Metrics recorded in the redis.* family of metrics are captured by vc-redis-metrics plugin by using INFO ALL. We record most of the metrics from the clients, memory, persistence, stats, replication, cpu, and cluster output sections. For more information, see here.

Metric Description
redis.status.aof_delayed_fsync Delayed fsync counter
redis.status.aof_enabled Flag indicating AOF logging is activated
redis.status.aof_pending_bio_fsync Number of fsync pending jobs in background I/O queue
redis.status.aof_pending_rewrite Flag indicating an AOF rewrite operation will be scheduled once the on-going RDB save is complete.
redis.status.aof_rewrite_in_progress Flag indicating a AOF rewrite operation is on-going
redis.status.aof_rewrite_scheduled Flag indicating an AOF rewrite operation will be scheduled once the on-going RDB save is complete.
redis.status.blocked_clients Number of clients pending on a blocking call (BLPOP, BRPOP, BRPOPLPUSH)
redis.status.client_biggest_input_buf biggest input buffer among current client connections
redis.status.client_longest_output_list longest output list among current client connections
redis.status.cluster_enabled Indicate Redis cluster is enabled
redis.status.connected_clients Number of client connections (excluding connections from replicas)

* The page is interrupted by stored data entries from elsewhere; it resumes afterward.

PR #650, opened 2020-01-17
Fix syntax error in example.

timarandras:
Add override specifier to vitual functions.


gabrielschulhof:
Landed in 0f8d73048330fa11b2218150e7b5ac4f2ee36e27.

Issue #653, opened 2020-01-18
Context parameter on thread safe function callback


legendecas:
Currently `Napi::ThreadSafeFunction` accepts a type implementing `void operator()(Napi::Env env, Function jsCallback, DataType* data)`. It would be hard to retrieve the initial context parameter on `Napi::ThreadSafeFunction::New` since there is only one parameter `DataType* data` or we have to wrap the data with a reference to context _again_.

legendecas:
As a reference `napi_threadsafe_function_call_js` has a signature of

```
typedef void (*napi_threadsafe_function_call_js)(napi_env env,
                                                 napi_value js_callback,
                                                 void* context,
                                                 void* data);
```

KevinEady:
Looking at the signature for our `CallJS` wrapper passed to `napi_create_threadsafe_function`:

https://github.com/nodejs/node-addon-api/blob/4e885069f1721dec1705c898383625dd2907f9e6/napi-inl.h#L4572-L4575

... we completely ignore the `context` data type.

The context is not wrapped, so one could use `ThreadSafeFunction::GetContext()` but it is an additional call that shouldn't be necessary.

legendecas:
> The context is not wrapped, so one could use ThreadSafeFunction::GetContext() but it is an additional call that shouldn't be necessary.

I've considered this option. It seems on the user callback we don't have the reference to call `ThreadSafeFunction::GetContext()` if we don't wrap it in the data. So the option still relies on wrapping around data.

gabrielschulhof:
From https://github.com/nodejs/node-addon-api/issues/594#issuecomment-581502550 it looks like we may need to substantially revamp `Napi::ThreadSafeFunction`. When we do so, we should also address this issue.

KevinEady:
Sooo I have been working on this for some time now... After struggling with templated std::functions for hours, I really see two ways of implementing:
1. Allow the existing `[Non]BlockingCall()`s to take a three-argument callback, with the context being `void*`. 
[...]

PR #676, opened 2020-02-24
[WIP] tsfn: Add context to [Non]BlockingCall callback

KevinEady:
This is WIP, currently missing the overload functionality for `[Non]BlockingCall(DataType*, Callback)`, to allow the Callback to have either signature `void(Napi::Env, Function, DataType*)` [existing functionality] or `void(Napi::Env, Function, DataType*, void*)` [new context param]

Todo:
- [ ] Add `[Non]BlockingCall` with DataType* overloads
- [ ] Update docs

Fixes: #653

### DIFF
--- a/napi-inl.h
+++ b/napi-inl.h
@@ -4574,7 +4574,7 @@ inline napi_status ThreadSafeFunction::CallInternal(
 // static
 inline void ThreadSafeFunction::CallJS(napi_env env,
                                        napi_value jsCallback,
-                                       void* /* context */,
+                                       void* context,
                                        void* data) {
   if (env == nullptr && jsCallback == nullptr) {
     return;
@@ -4582,7 +4582,7 @@ inline void ThreadSafeFunction::CallJS(napi_env env,
 
   if (data != nullptr) {
     auto* callbackWrapper = static_cast<CallbackWrapper*>(data);
-    (*callbackWrapper)(env, Function(env, jsCallback));
+    (*callbackWrapper)(env, Function(env, jsCallback), context);
     delete callbackWrapper;
   } else if (jsCallback != nullptr) {
     Function(env, jsCallback).Call({});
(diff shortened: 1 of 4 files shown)


KevinEady:
I ran into this problem when finishing up the PR and now stuck...

Basically, the `[Non]BlockingCall` with data overload currently has this signature:

```cpp
template <typename DataType, typename Callback>
inline napi_status ThreadSafeFunction::BlockingCall(
    DataType* data, Callback callback)
```

and is used something like this:

```cpp
tsfn.BlockingCall(data, [](Napi::Env env, Function cb, DataType* data) { ... })
```

and we want to be able to do this...


```cpp
tsfn.BlockingCall(data, [](Napi::Env env, Function cb, DataType* data, void* context) { ... })
```

Similar to how I modified this [`CallbackWrapper` to be a class with two constructor signatures](https://github.com/nodejs/node-addon-api/pull/676/files#diff-8cd24746fa3a8de7425641e24a06b184R2218) (with or without void* context), I think I would need to create a _new_ template class for this specific Data callback...

```cpp
template <typename DataType>
class DataCallbackWrapper {
    private:
      using ContextlessCallback = std::function<void(Env, Function, DataType*)>;
      using ContextedCallback = std::function<void(Env, Function, DataType*, void *)>;

      ContextlessCallback ctxless;
      ContextedCallback ctxfull;

    public:
      CallbackWrapper(ContextlessCallback arg) : ctxless(arg){};
      CallbackWrapper(ContextedCallback arg) : ctxfull(arg){};

      void operator()(Napi::Env env, Napi::Function callback, DataType* data, void *context) {
        ctxfull ? ctxfull(env, callback, data, context) : ctxless(env, callback, data);
      };
    };
}
```

It just seems like a lot of wrapping and objects, I don't know if this is the right approach. Hopefully we can discuss in today's NAPI meeting.

KevinEady:
Closing this in favor of #687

redis.status.connected_slaves Number of connected replicas
redis.status.evicted_keys Number of evicted keys due to maxmemory limit
redis.status.expired_keys Total number of key expiration events
redis.status.instantaneous_ops_per_sec Number of commands processed per second
redis.status.keyspace_hits Number of successful lookup of keys in the main dictionary
redis.status.keyspace_misses Number of failed lookup of keys in the main dictionary
redis.status.latest_fork_usec Duration of the latest fork operation in microseconds
redis.status.loading_loaded_perc Same value expressed as a percentage
redis.status.loading_start_time Epoch-based timestamp of the start of the load operation
redis.status.loading Flag indicating if the load of a dump file is on-going
redis.status.mem_fragmentation_ratio Ratio between used_memory_rss and used_memory
redis.status.pubsub_channels Global number of pub/sub channels with client subscriptions
redis.status.pubsub_patterns Global number of pub/sub pattern with client subscriptions
redis.status.rdb_bgsave_in_progress Flag indicating a RDB save is on-going
redis.status.rdb_changes_since_last_save Number of changes since the last dump
redis.status.rejected_connections Number of connections rejected because ofmaxclients limit
redis.status.repl_backlog_active Flag indicating replication backlog is active
redis.status.total_commands_processed Total number of commands processed by the server
redis.status.total_connections_received Total number of connections accepted by the server
redis.status.uptime_in_seconds Number of seconds since Redis server start
redis.status.used_cpu_sys_children System CPU consumed by the background processes
redis.status.used_cpu_sys System CPU consumed by the Redis server
redis.status.used_cpu_user_children User CPU consumed by the background processes
redis.status.used_cpu_user User CPU consumed by the Redis server
redis.status.used_memory_lua Number of bytes used by the Lua engine
redis.status.used_memory_peak Peak memory consumed by Redis (in bytes)
redis.status.used_memory_rss Number of bytes that Redis allocated as seen by the operating system.
redis.status.used_memory Total number of bytes allocated by Redis using its allocator.